Formado por Amy Tung Barrysmith (baixo, vocais e teclados) e Jon Barrysmith (bateria), o duo lançou em fevereiro desse ano seu terceiro disco, o autointitulado "Year Of The Cobra" (2025) pela Prophecy Productions, quebrando um hiato de seis anos desde "Ash And Dust" (2019).

E se você leu com atenção a formação, percebeu que não tem guitarra (pode olhar de novo, não tem mesmo).

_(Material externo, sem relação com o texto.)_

PR #151, opened 2022-03-08
queue/mock: add method for adding a desc chain to the queue

lauralt:
### Summary of the PR

Added a new method to the mock queue that can be used to add a descriptor chain at any offset in the table. This way multiple chains can be added to the queue. This wasn't possible before with `build_desc_chain` which can add a chain only at the beginning of the descriptor table.

### Requirements

requirements:

  description line.
  test.

### DIFF
--- a/crates/virtio-queue/src/mock.rs
+++ b/crates/virtio-queue/src/mock.rs
@@ -11,7 +11,10 @@ use vm_memory::{
     Address, ByteValued, Bytes, GuestAddress, GuestAddressSpace, GuestMemory, GuestUsize,
 };
 
-use crate::defs::{VIRTQ_DESC_F_INDIRECT, VIRTQ_DESC_F_NEXT};
+use crate::defs::{
+    VIRTQ_AVAIL_ELEMENT_SIZE, VIRTQ_AVAIL_RING_HEADER_SIZE, VIRTQ_DESC_F_INDIRECT,
+    VIRTQ_DESC_F_NEXT,
+};
 use crate::{Descriptor, DescriptorChain, Queue, QueueState, VirtqUsedElem};
 
 /// Wrapper struct used for accessing a particular address of a GuestMemory area.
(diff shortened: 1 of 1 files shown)


crates/virtio-queue/src/mock.rs
```diff
@@ -368,17 +371,29 @@ impl<'a, M: GuestMemory> MockSplitQueue<'a, M> {
         q
     }
 
-    /// Writes a descriptor chain to the memory object of the queue and returns the associated
-    /// `DescriptorChain` object.
-    // `descs` represents a slice of `Descriptor` objects which are used to populate the chain.
+    /// Writes a single descriptor chain to the memory object of the queue, at the beginning of the
+    /// descriptor table, and returns the associated `DescriptorChain` object.
+    pub fn build_desc_chain(&self, descs: &[Descriptor]) -> DescriptorChain<&M> {
```
andreeaflorescu, line 376: Why do we still need this function? It is not clear to me how you have to use build_desc_chain and add_desc_chain. From the name it sounds like you can use it as:
- first create a descriptor chain using `build_desc_chain`
- then you can add more descriptors using `add_desc_chain`
Is this assumption correct?

lauralt: Not necessarily, the `build` one is also returning that chain by iterating the queue, the second one can be used to simply populate the queue with a new chain. I kept the old one because it helps in tests to also have that chain returned. The naming is pretty bad, but since I didn't necessarily have a much better idea of a name for this one, I chose to at least keep it the same as before so that there are no other name changes involved in the PR.

lauralt: You can use `add_desc_chain` without any `build_desc_chain` call. Basically what `build_desc_chain` does differently is that is also starts to iterate over the queue.

andreeaflorescu: I find this to be a bit strange, but let's just merge it an fix it when we're extending the mocking framework.

andreeaflorescu (approved):

PR #153, opened 2022-03-13
Minor refinement to QueueState and QueueStateT

jiangliu:
### Summary of the PR

1) Remove `#[derive(Clone)]` for `QueueState`.
2) Add method `size()` to `QueueStateT`.

### Requirements

requirements:

  description line.
  test.

### DIFF
--- a/crates/virtio-queue/CHANGELOG.md
+++ b/crates/virtio-queue/CHANGELOG.md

Isso mesmo, o Year Of The Cobra não usa guitarra em estúdio e nem ao vivo, e sinceramente, nem dá pra sentir sua falta devido a intensidade do seu som graças ao ótimo trabalho de Amy nas quatro distorcidas cordas do seu baixo. Amy também se mostra uma grande vocalista com sua voz segura e emotiva – impossível passar incólume a sua interpretação nas belas "Alone" e "Prayer".
Emotivo sim, mas sem abrir mão do peso, afinal, a banda mesma se define como "dois indivíduos que gostam de fazer música pesada". A produção de Matt Bayles (Isis, Mastodon, Pelican, Russian Circles) potencializou o som da dupla, deixando-o distorcido e mantendo as raízes sludge/doom metal, mesmo nas faixas mais voltadas ao rock, como "Full Sails", que toma uma crescente lenta, como uma descompromissada maré, para depois arrebentar tudo pela frente; "War Drop" e "Sleep" que têm um baixo super distorcido e "7 Years".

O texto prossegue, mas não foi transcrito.